If Jaguar would have used the Tesla Supercharger Network, the iPace would be a very compelling vehicle. They would not even have needed to make it free - just make it hardware compatible and let folks deal with Tesla payments themselves. And since it is such a small production anyways, they would never come up with their own network. I guess they were thinking that CCS will be wide-spread enough one day. But I think it is a mistake. Nothing beats the supercharger network.
 
Problem with the Jag is that it will take something like 10-12 hours on a level 2 home charger. Really no excuse for that.
Well, that points out the fundamental misunderstanding that most non-EV owners have. It probably wasn't empty (depleted) when you plugged it in, so in reality it's always full in the morning. That's all that matters, except of course for long distance travel.
 
...which is apparently (according to news reports) because they can't get enough batteries.

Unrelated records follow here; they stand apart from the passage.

PR #219, opened 2024-10-16
fix: inline-comment detection logic

a-frantz:

fixes stjude-rust-labs/sprocket#297 

      changes (when appropriate).

### DIFF
--- a/wdl-lint/src/util.rs
+++ b/wdl-lint/src/util.rs
@@ -8,14 +8,18 @@ use wdl_ast::SyntaxKind;
 /// whitespace.
 pub fn is_inline_comment(token: &Comment) -> bool {
     if let Some(prior) = token.syntax().prev_sibling_or_token() {
-        let not_whitespace = prior.kind() != SyntaxKind::Whitespace;
+        let whitespace = prior.kind() == SyntaxKind::Whitespace;
+        if !whitespace {
+            return true;
+        }
+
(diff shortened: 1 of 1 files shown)


wdl-lint/src/util.rs
```diff
@@ -8,12 +8,14 @@ use wdl_ast::SyntaxKind;
...
-        return prior.kind() != SyntaxKind::Whitespace
-            || !prior
-                .as_token()
-                .expect("should be a token")
-                .text()
-                .contains('\n');
+        let not_whitespace = prior.kind() != SyntaxKind::Whitespace;
+        let contains_newline = prior
+            .as_token()
+            .expect("should be a token")
```
peterhuene, line 14: Previously this `expect` was being short-circuited when the syntax kind was not whitespace; I fear we may now be panicking if the previous sibling is a node.

a-frantz: Ah you're right. I wonder why that didn't cause any test/gauntlet issues?

peterhuene (approved):

wdl-lint/src/util.rs
peterhuene: We probably don't have any tests that place a comment directly after a non-whitespace token (probably should add one). I doubt we'd encounter it in the wild either (plus we only lint a select few repos).

PR #224, opened 2024-10-16
fix: don't panic on certain optional types

a-frantz:


peterhuene:
With a test for optional `Object?`, I think this looks good.

a-frantz:
I edited the CHANGELOGs and Cargo.tomls in this PR, which is technically against protocol, but we'd have to make another commit or PR just for those changes otherwise. IMO knocking them out together in a targeted PR makes more sense.

peterhuene (approved):

PR #225, opened 2024-10-17
feat: add a `wdl-engine` crate.

peterhuene:
This PR introduces a `wdl-engine` crate that will eventually be responsible for implementing a WDL execution engine.

Currently the crate only defines two important types: `Engine` and `Value`.

`Engine` will be used to evaluate WDL source files, but is currently limited to instantiating values.

`Value` represents a runtime WDL value; currently it implements the coercion rules and a `display` method to format the value.

The next step is for `Engine` to analyze a WDL document and proceed to evaluation if there are no diagnostics.

Once that is implemented, support for the WDL JSON format will be added as a way to pass input values into the evaluation.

I suspect this pattern to become very common among all the "tesla killers" in the next few years:
1. Well known car company X produces a Tesla killer EV
2. Customers realize it is better than the ICE offerings from X company and want to buy it => high demand
3. Company X unable to scale up production due to battery shortage
4. Significant portion of the customers buy a Tesla instead of waiting years for X-BEV

So the bottomline will be that all those tesla killers boost Tesla sales as they will be the only BEV with sufficient (battery) production capability.
 
I suspect this pattern to become very common among all the "tesla killers" in the next few years:
1. Well known car company X produces a Tesla killer EV
2. Customers realize it is better than the ICE offerings from X company and want to buy it => high demand
3. Company X unable to scale up production due to battery shortage
4. Significant portion of the customers buy a Tesla instead of waiting years for X-BEV

So the bottomline will be that all those tesla killers boost Tesla sales as they will be the only BEV with sufficient (battery) production capability.

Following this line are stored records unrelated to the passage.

PR #230, opened 2024-10-21
ci: makes relevant CI tests multi-platform

claymcleod:
We should make sure `wdl` is always tested to work on all major platforms. To that end, I've updated the CI here to ensure that it always is. Some steps don't need to be run multi-platform, others clearly do, and then there are a few that are in-between (e.g., linting).

In both the "definitely needs to be run on all platforms" and the "in-between" ones, I ended up just enabling multi-platform tests to be safe. For example, for linting, some lints may only show up when certain platform-based configuration options are available. This is only going to become more relevant as we add more platform-specific things (like the encoding of newlines for UNIX/Windows).

      changes (when appropriate).

### DIFF
--- a/gauntlet/src/repository.rs
+++ b/gauntlet/src/repository.rs
@@ -145,6 +145,8 @@ impl Repository {
             .join(self.identifier.organization())
             .join(self.identifier.name());
 
+        std::fs::create_dir_all(&repo_root).expect("failed to create repository root directory");
+
         let git_repo = match git2::Repository::open(&repo_root) {
             Ok(repo) => {
                 info!("opening existing repository: {:?}", repo_root);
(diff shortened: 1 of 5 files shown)


peterhuene:
I ended up implementing some of this in #231 as I was trying to run tests on Windows during investigating the LSP issue.

I rolled the "test examples" into the "test" job, but haven't updated gauntlet/arena to run on non-linux platforms.

claymcleod:
@peterhuene are you good with me enabling this on gauntlet and arena? Or do you think we should just ignore that? My gut feeling is that it should be tested.

gauntlet/src/repository.rs
```diff
@@ -145,6 +145,8 @@ impl Repository {
             .join(self.identifier.organization())
             .join(self.identifier.name());
 
+        std::fs::create_dir_all(&repo_root).expect("failesd to create repository root directory");
```
peterhuene, line 148:
```suggestion
        std::fs::create_dir_all(&repo_root).expect("failed to create repository root directory");
```

peterhuene:
@claymcleod totally fine with it; certainly can't hurt.

PR #236, opened 2024-10-23
docs: Update RULES.md

a-frantz:

The `RULES.md` file got out of date. Reiterating something we all know, this isn't a sustainable documentation solution. Not sure the exact priority for updating `sprocket.bio` with pages for each rule, but that is the end-game here.

      changes (when appropriate).

### DIFF
--- a/wdl-lint/RULES.md
+++ b/wdl-lint/RULES.md
@@ -25,24 +25,26 @@ be out of sync with released packages.
 | `ImportSort`                     | Clarity, Style                | Ensures that imports are sorted lexicographically.                                                |
 | `ImportWhitespace`               | Clarity, Style, Spacing       | Ensures that there is no extraneous whitespace between or within imports.                         |
 | `InconsistentNewlines`           | Clarity, Style                | Ensures that newlines are used consistently within the file.                                      |
-| `InputNotSorted`                 | Style                         | Ensures that input declarations are sorted                                                        |
-| `InputSpacing`                   | Style, Clarity, Spacing       | Ensures proper spacing for call inputs                                                            |
+| `InputSorting`                   | Style                         | Ensures that input declarations are sorted                                                        |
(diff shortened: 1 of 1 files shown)


adthrasher (commented):
At this point, can we consider removing this file? Or at least making it auto-generated? I'd much rather see a CI step (or something) that loads the `wdl-lint` package, gets the rules, and writes them to a file if we want to have a textual version.

a-frantz:
> At this point, can we consider removing this file? Or at least making it auto-generated? I'd much rather see a CI step (or something) that loads the `wdl-lint` package, gets the rules, and writes them to a file if we want to have a textual version.

That seems doable. I don't have an exact vision for what it looks like though. Spitballing: It could be written into the `ci` crate as a command. Something like `cargo run --bin ci -- lint-docs`. It could recreate the `RULES.md` file pretty easily. IDK how that then gets integrated into `docs.rs` or otherwise displayed though.

peterhuene:
I agree that having this automated would be ideal and putting it in the `ci` crate makes sense to me.

I think we can keep the `RULES.md` file committed in git so that we generate docs like we do now, but have a CI job that also passes a `--check` flag to the `ci` command that will fail if the generated `RULES.md` doesn't match what's on disk.

a-frantz:
There should be a `BLESS` mechanism that will create the RULES.md file from scratch. That way we don't have to bother with writing it by hand or pretty-formatting the file.

a-frantz:
I'm leaning towards having it in `wdl-lint` and operating similar to our other tests, as opposed to the `ci` crate.

a-frantz:
Do we want to merge this PR or not? It probably doesn't make a difference, as I would hope this automation could be completed in time for the next release (whenever that is).

peterhuene (approved):
Might as well merge it and ensure that whatever automation we create ends up basically not changing what we think is correct.

PR #240, opened 2024-10-29
fix: formatting of command sections

a-frantz:

Two big improvements to formatting of `command-text`.
1. Multi-line placeholders now have an appropriate amount of "temporary indentation" added so they are aligned with the indentation of the open delim.
2. Leading whitespace of command sections is stripped and then normalized to the appropriate level of indentation.

      changes (when appropriate).


wdl-format/tests/format/ENCODE-DCC_chip-seq-pipeline/source.formatted.wdl
```diff
@@ -3336,15 +3328,14 @@ task call_peak {
...
         fi
-
         python3 $(which encode_task_post_call_peak_chip.py) \
             $(ls *Peak.gz) \
             ~{"--ta " + tas[0]} \
             ~{"--regex-bfilt-peak-chr-name '" + regex_bfilt_peak_chr_name + "'"} \
             ~{"--chrsz " + chrsz} \
             ~{"--fraglen " + fraglen} \
             ~{"--peak-type " + peak_type} \
-            ~{"--blacklist " + blacklist}
```
a-frantz, line 3347: I don't know why this trailing space was there, but it's gone now 🤷

wdl-format/tests/format/clays_complex_script/source.formatted.wdl
```diff
@@ -70,7 +70,8 @@ task a_task {
     # the TextMate language that it's a custom struct.
     }
 
-    command <<< >>>
+    command <<<
```
claymcleod, line 73: Is this desired? I think, for a totally blank command, I'd prefer `command <<<>>>`. But that is a special case, and I'm also not set on that if you all have made a decision otherwise (please move forward in that case).

a-frantz: @adthrasher has made similar comments about empty sections/tasks/workflows which all currently behave the same (a newline is always inserted after the open delim, even when the body is empty).

IMO these are corner cases not worth the added complexity to address. Granted, that added complexity isn't very great, a few lines in maybe half a dozen places. But that's still extra complexity for an edge case that I just don't think matters.

If folks really want to see empty bodies special cased, I'll add it. But my thinking is we leave as is.

wdl-format/tests/format/funky_command_leading_whitespace/source.formatted.wdl
```diff
@@ -0,0 +1,28 @@
...
+task long_leading_whitespace {
+    command <<<
+        echo "hello"
+    >>>
+}
+
+task mixed_leading_whitespace {
+    command <<<
+        echo "hello"
+              echo "world"
```
adthrasher, line 26: This makes sense based on what we've discussed previously, but I don't particularly like the result.

wdl-format/tests/format/clays_complex_script/source.formatted.wdl
adthrasher: I think that's fine, @a-frantz. The additional complication would be, here, this command block isn't truly empty, it contains a single space. Should that be deleted and treated as empty? That would differ from our approach elsewhere.

wdl-format/tests/format/ENCODE-DCC_chip-seq-pipeline/source.formatted.wdl
adthrasher, line 1: I wish there was a way in the GitHub diff to set the non-formatted as the original, so you could see the true changes that format made, rather than just the changes from the last commit.

adthrasher (approved):

wdl-format/tests/format/ENCODE-DCC_chip-seq-pipeline/source.formatted.wdl
a-frantz: That would be nice. Probably the best you can do is to locally checkout the branch and run `diff source.*wdl`, which wouldn't be as nice

wdl-format/tests/format/funky_command_leading_whitespace/source.formatted.wdl
a-frantz: How would you ideally format this? I think the only way to improve it is to actually parse the Bash to determine that extra whitespace is meaningless. And I've gone on record as saying parsing Bash is a barrel of worms we shouldn't open.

#2 is the Catch-22 that probably keeps traditional car company execs awake at night. Most non-Tesla EVs have been compromised products in large part because no established car company is going to be able to make the switch to EVs quickly (they don't have designs to replace all their ICE at once and they don't have the batteries) and if the general public learned how superior EVs are in most ways, they would not be able to keep up with demand and many companies would be facing extinction as people hold on to their old cars longer until they can get an EV.

Traditional car companies not only face competition from Tesla, but they also face competition from their older cars. If consumers see they can get something a lot better than their current ICE if they are willing to wait a bit and keep driving their old car, or buy another used car, they will. And new ICE will become Osborned.

When you have a company like GM that can make maybe 100K long range EVs a year and 10 million ICE, if the ICE side of the company sees a sharp fall in demand, the company will be in deep trouble is short order. The Europeans are more willing to openly subsidize their companies, so I expect a lot of the European auto makers will get government help to surf the transition.

In the US, that will only happen when the Big 3 hit the ropes like they did in 2009. By then it may be too late. Ironically the feds may try to force Tesla to merge with one of the Big 3 like they did with the banks. And while it would be weird, it might help Tesla get established around the globe quicker. If they were going to take over one of the US Big 3, I would opt for Ford. Ford has the best reputation globally and has the most facilities in many countries. Tesla could convert engine plants to battery factories and convert final assembly plants to make existing Tesla designs.

The transition from ICE to EV hasn't hit full disruption yet. The disruption is still just beginning.